Start of Provided data
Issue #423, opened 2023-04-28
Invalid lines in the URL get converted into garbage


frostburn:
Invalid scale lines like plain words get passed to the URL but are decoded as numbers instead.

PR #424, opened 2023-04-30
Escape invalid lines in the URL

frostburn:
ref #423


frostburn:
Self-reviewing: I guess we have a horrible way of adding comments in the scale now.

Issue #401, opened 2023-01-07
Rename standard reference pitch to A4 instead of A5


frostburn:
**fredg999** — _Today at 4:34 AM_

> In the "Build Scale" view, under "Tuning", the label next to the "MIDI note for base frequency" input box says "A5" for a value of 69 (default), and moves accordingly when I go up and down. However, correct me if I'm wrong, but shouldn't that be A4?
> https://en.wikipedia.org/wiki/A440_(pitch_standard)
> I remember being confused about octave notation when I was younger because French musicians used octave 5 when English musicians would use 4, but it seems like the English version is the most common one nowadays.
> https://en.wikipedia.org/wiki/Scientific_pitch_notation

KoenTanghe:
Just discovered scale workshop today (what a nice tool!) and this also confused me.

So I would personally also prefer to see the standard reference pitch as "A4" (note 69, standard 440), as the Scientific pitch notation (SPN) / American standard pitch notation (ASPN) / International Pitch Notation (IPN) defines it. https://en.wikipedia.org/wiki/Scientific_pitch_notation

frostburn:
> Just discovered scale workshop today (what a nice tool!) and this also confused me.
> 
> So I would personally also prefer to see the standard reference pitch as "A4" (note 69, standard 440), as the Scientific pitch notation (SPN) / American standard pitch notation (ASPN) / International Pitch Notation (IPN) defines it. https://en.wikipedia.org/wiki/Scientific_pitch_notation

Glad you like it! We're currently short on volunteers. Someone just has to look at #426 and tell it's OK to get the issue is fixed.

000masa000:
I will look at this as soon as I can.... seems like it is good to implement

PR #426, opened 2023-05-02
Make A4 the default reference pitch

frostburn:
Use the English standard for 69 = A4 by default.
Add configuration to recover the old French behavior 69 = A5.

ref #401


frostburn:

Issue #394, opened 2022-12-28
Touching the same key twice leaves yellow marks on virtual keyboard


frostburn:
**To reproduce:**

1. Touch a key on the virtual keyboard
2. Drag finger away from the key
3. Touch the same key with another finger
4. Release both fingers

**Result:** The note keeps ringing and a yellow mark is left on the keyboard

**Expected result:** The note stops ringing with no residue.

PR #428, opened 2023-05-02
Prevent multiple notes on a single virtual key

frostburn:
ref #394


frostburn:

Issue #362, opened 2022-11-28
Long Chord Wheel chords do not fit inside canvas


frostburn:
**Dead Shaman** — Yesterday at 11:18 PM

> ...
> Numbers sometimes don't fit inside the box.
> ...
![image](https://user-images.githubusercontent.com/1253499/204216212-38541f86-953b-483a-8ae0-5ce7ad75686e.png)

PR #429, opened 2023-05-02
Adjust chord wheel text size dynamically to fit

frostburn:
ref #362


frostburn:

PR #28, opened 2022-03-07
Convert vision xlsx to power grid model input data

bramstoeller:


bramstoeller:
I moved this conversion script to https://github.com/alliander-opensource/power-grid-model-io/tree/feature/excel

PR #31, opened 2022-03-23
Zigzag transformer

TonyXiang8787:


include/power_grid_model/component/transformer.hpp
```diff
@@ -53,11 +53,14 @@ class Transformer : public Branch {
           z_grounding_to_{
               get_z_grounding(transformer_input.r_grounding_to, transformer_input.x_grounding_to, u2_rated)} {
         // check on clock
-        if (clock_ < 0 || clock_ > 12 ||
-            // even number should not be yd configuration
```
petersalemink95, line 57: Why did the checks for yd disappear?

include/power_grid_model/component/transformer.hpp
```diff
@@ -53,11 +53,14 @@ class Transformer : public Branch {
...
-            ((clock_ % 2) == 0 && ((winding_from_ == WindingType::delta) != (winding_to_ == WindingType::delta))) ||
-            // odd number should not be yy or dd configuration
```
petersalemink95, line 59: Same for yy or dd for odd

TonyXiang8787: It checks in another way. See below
End of Provided data
Work task:
Extract the lines above, from the first one through the one containing "that be A4?", and return only those, unchanged.

Answer to this exercise:
Issue #423, opened 2023-04-28
Invalid lines in the URL get converted into garbage


frostburn:
Invalid scale lines like plain words get passed to the URL but are decoded as numbers instead.

PR #424, opened 2023-04-30
Escape invalid lines in the URL

frostburn:
ref #423


frostburn:
Self-reviewing: I guess we have a horrible way of adding comments in the scale now.

Issue #401, opened 2023-01-07
Rename standard reference pitch to A4 instead of A5


frostburn:
**fredg999** — _Today at 4:34 AM_

> In the "Build Scale" view, under "Tuning", the label next to the "MIDI note for base frequency" input box says "A5" for a value of 69 (default), and moves accordingly when I go up and down. However, correct me if I'm wrong, but shouldn't that be A4?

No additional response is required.